I love Poutine a lot, but lately I have been going for the Garlic Parmesan Fries (maybe its just a Canadian thing, but WhiteSpot or Triple O's does them mouth watering delicious)


----------



## Nicole. (Jul 21, 2016)

Fries on their own is enough!


----------



## The Pennifer (Jul 21, 2016)

True words ...


----------



## Paperboy012305 (Jul 21, 2016)

I like them regular and country style.


----------



## brownboy102 (Jul 21, 2016)

My Canadian blood tells me poutine. It may make you feel horrid for a little bit after you eat it, but when you're eating it, poutine is the best thing in the world.


----------



## Ichigo. (Jul 21, 2016)

garlic fries!! and the crunchier the better.


----------



## Sanaki (Jul 21, 2016)

anything garlic


----------



## Javocado (Jul 21, 2016)

Garlic Fries are the best


----------



## AquaStrudel (Jul 21, 2016)

Never tried poutine but it sounds great!


----------



## Nightmares (Jul 21, 2016)

I love just normal chips with looads of salt


----------



## Buttonsy (Jul 21, 2016)

Poutine is delicious, although it's incredibly challenging to find gluten-free vegetarian poutine. So I usually have just plain fries more often, but I'd prefer poutine...


----------



## MozzarellaSticks (Jul 21, 2016)

Unsalted.


----------



## vel (Jul 21, 2016)

garlic fries are the only things i'll eat tbh


----------



## Fleshy (Jul 21, 2016)

sweet potato fries with a dash of salt & pepper.. mmm amazing. I just had some today, they'll always be my favorite fries


----------



## p e p p e r (Jul 21, 2016)

Belgian frites or steak cut fries are the best - they have to be very crispy & are great with mayo, malt vinegar or ranch dressing


----------



## mogyay (Jul 21, 2016)

doused in mayonaise


----------



## King Dorado (Jul 21, 2016)

I put regular, but I sometimes prefer what's commonly referred to as "curly fries' or "cajun fries" in the USA, they're pretty standard on the menu at most sit down restaurants re fries, they're typically crispy and seasoned with cayenne and/or paprika.

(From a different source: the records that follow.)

PR #6478, opened 2025-10-07
Dissolve Windows stack

twz123:
## Description

Instead of deploying the necessary manifests for Windows workers in one stack, incorporate them into the relevant stacks: calico and kubeproxy. This allows for reusing the template values of each stack without duplicating the logic. The old Windows stack component is now solely responsible for counting Windows nodes. The count is broadcasted to the kubeproxy and calico components, which update the manifests on disk if necessary.

## Type of change

- [ ] Documentation update

## How Has This Been Tested?

- [x] Manual test
- [ ] Auto test added

## Checklist


static/manifests/windows/DaemonSet/kube-proxy-windows.yaml
```diff
@@ -21,11 +22,11 @@ spec:
           runAsUserName: "NT AUTHORITY\\system"
       hostNetwork: true
       containers:
-      - image: "{{ .KubeProxyImage }}:{{ .KubeProxyVersion }}"
+      - name: kube-proxy
```
juanluisvaladas, line 25: I know it wasn't introduced here, but I think the right the label should be `k8s-app: kube-proxy-windows`so that it matches with the pod labels.

twz123: That's actually coming in the follow-up PR :ok_hand:

twz123: Ah, you mean the container name, or the label? I think the container name should be "kube-proxy", actually

PR #6517, opened 2025-10-14
Bridge GRPC logs to logrus

twz123:
## Description

By default, grpc-go only logs errors. However, the Kubernetes API server installs a klog backend for GRPC logs. In k0s, this means that GRPC warnings will be printed to stderr. Install our own logrus backend instead. Set the default log level to "error," as vanilla grpc-go does. Support the same environment variables to change that behavior.

Note that to see GRPC info logs, one must set the GRPC log level to info and run k0s with either the --verbose or --debug flag.

See:

* https://github.com/kubernetes/kubernetes/blob/v1.34.1/staging/src/k8s.io/apiserver/pkg/storage/etcd3/logger.go#L27
* k0sproject/k0sctl#953

## Type of change

- [ ] Documentation update

## How Has This Been Tested?

- [x] Manual test
- [ ] Auto test added

## Checklist

### DIFF
--- a/internal/pkg/log/k0s.go
+++ b/internal/pkg/log/k0s.go
@@ -7,6 +7,7 @@ import (
 	"github.com/bombsimon/logrusr/v4"
 	cfssllog "github.com/cloudflare/cfssl/log"
 	"github.com/sirupsen/logrus"
+	"google.golang.org/grpc/grpclog"
 	crlog "sigs.k8s.io/controller-runtime/pkg/log"
 )
 
@@ -24,6 +25,7 @@ func InitLogging() (Backend, ShutdownLoggingFunc) {
 
 	cfssllog.SetLogger((*cfsslAdapter)(logrus.WithField("component", "cfssl")))
 	crlog.SetLogger(logrusr.New(logrus.WithField("component", "controller-runtime")))
+	grpclog.SetLoggerV2(&grpcAdapter{logrus.WithField("component", "grpc")})
 
 	SetWarnLevel()
 
@@ -44,3 +46,7 @@ func SetWarnLevel() {
 	logrus.SetLevel(logrus.WarnLevel)
 	cfssllog.Level = cfssllog.LevelWarning
 }
+
+type grpcAdapter struct{ *logrus.Entry }
+
+func (*grpcAdapter) V(level int) bool { return false }


internal/pkg/log/grpc.go
```diff
@@ -0,0 +1,117 @@
...
+	"strconv"
+
+	"github.com/sirupsen/logrus"
+	"google.golang.org/grpc/grpclog"
+)
+
+func newGRPCLogger(log logrus.FieldLogger) grpclog.LoggerV2 {
+	// https://github.com/grpc/grpc-go/blob/v1.76.0/grpclog/loggerv2.go#L65-L79
+
+	levelValue := os.Getenv("GRPC_GO_LOG_SEVERITY_LEVEL")
```
makhov: We have `--logging` flag, shouldn't it be there as well?

twz123: Hmm, right now, the logging flag is only for embedded binaries, not for the logging of stuff happening in the k0s executable itself.

makhov: Then why we need a separate log level for it? Can we just use the k0s log level here?

twz123: We could, but the warning would still be displayed because k0s logs warnings and errors by default. This cannot be turned off. You can only request info logs (--verbose) or debug logs (--debug). Logrus itself is not flexible enough to support different log levels for different components either.

Kimmo was trying to troubleshoot this and [found the environment variable that usually controls it](https://github.com/k0sproject/k0sctl/issues/953#issuecomment-3401015555). That's why I thought it wouldn't be a bad idea for k0s to honor those settings. However, it currently doesn't because the API server overwrites grpc-go's defaults (which is error) in one of its package's init functions.

So yes, we can remove the separate log level, but that wouldn't silence the warning. I'm trying to figure out if this can be fixed upstream because either etcd is doing something unusual or GRPC is logging at the wrong log level. However, I'm not convinced that this will lead anywhere.

twz123: Another option would be to shift the GRPC log levels by one: Error -> Warning, Warning -> Info, Info -> Debug. The GRPC logger doesn't have a Debug level, it has a V threshold instead.

makhov (dismissed):

internal/pkg/log/grpc.go
twz123: Hold on! Maybe there's really a chance to fix it upstream. In that case, it'd probably be best to just use k0s log levels.

twz123: @makhov I've removed all the custom handling and made this a simple adapter, just as we do it for cfssl. I'm trying my best to get rid of the warning upstream. However, if that won't work out, then we can still opt to add some means of changing the GRPC log level separately from the general k0s log level.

I've never had poutine, but I'm going to try some when hockey season starts back up and I make it to a game.

I haven't seen parmesan-garlic fries before, although that's a tasty sauce option commonly seen in the States for chicken wings or even pizza or bread sticks. 

I love dipping fries in a mixture of ketchup and mayonaisse, which around here we call mayu-kitchu, lol.


----------



## Kevinnn (Jul 21, 2016)

*Poutine*


----------



## Aquari (Jul 21, 2016)

a bit soggy and mushy on the inside


----------



## Aniko (Jul 21, 2016)

I should say poutine since I'm from Quebec but no....not really my thing 
I like crispy fries with lot of different sauces (mayo-Dijon, mayo-curry, mayo-harissa, sriracha, mayo-raifort etc)


----------



## cornimer (Jul 21, 2016)

Sweet potato fries helped my entire class survive senior year.


----------



## Bwazey (Jul 21, 2016)

Cajun fries, all the way! I used to eat them a lot when I waitressed. 

Bless their existence.


----------



## Miii (Jul 21, 2016)

Regular extra crispy fries or sweet potato fries with cinnamon and caramel.


----------



## Licorice (Jul 21, 2016)

Fries are beautiful just the way they are


----------



## maekii (Jul 21, 2016)

Normal fries, but I prefer them cold and extra salty.


----------



## Mints (Jul 21, 2016)

i like them crispy with a sprinkle of pepper and a dash of garlic


----------



## BungoTheElf (Jul 21, 2016)

I like the regular but especially crispy and with ketchup


----------



## strawberrigod (Jul 21, 2016)

I'm not sure if there are others but The Humble Potato in the LA area had the best fries ever.. it has parmesan with bits of shredded seaweed sprinkled on it c: there's also this special dipping sauce they have, a home-made hollandaise I think.


----------



## Corrie (Jul 22, 2016)

Poutine for sure. Every Friday, last semester, I had an 8am class. One of the big motivators were that I had poutine at 9am during break. XD


----------



## Marii (Jul 22, 2016)

I'm voting poutine, even though I'm not Canadian, and never even had poutine - but who can say no to CHEESE AND GRAVY? Yum yum yum.

- - - Post Merge - - -



Bwazey said:


> Cajun fries, all the way! I used to eat them a lot when I waitressed.
> 
> Bless their existence.



I love cajun fries from Five Guys, omg. I always get 'em and share with the bf haha


----------



## Greninja (Jul 22, 2016)

Just regular good ole fries with a good dipping sauce!


----------



## pandapples (Jul 22, 2016)

As long as they're crunchy and salty mmm


----------



## KaydeeKrunk (Jul 22, 2016)

If they have them sweet potato tots are my favorite. Nothing beats those yummy crispy little nuggets of sweet potatoes. <3 And they also go so well with a large array of sauces. I will sometimes get normal fries, but not always.


----------



## King Dorado (Jul 22, 2016)

Marii said:


> I love cajun fries from Five Guys, omg. I always get 'em and share with the bf haha



havent had their cajun, but I agree that Five Guys has the best french fries around, fresh cut, peels still on, you can get ketchup, mayo, and/or malt vinegar on the side.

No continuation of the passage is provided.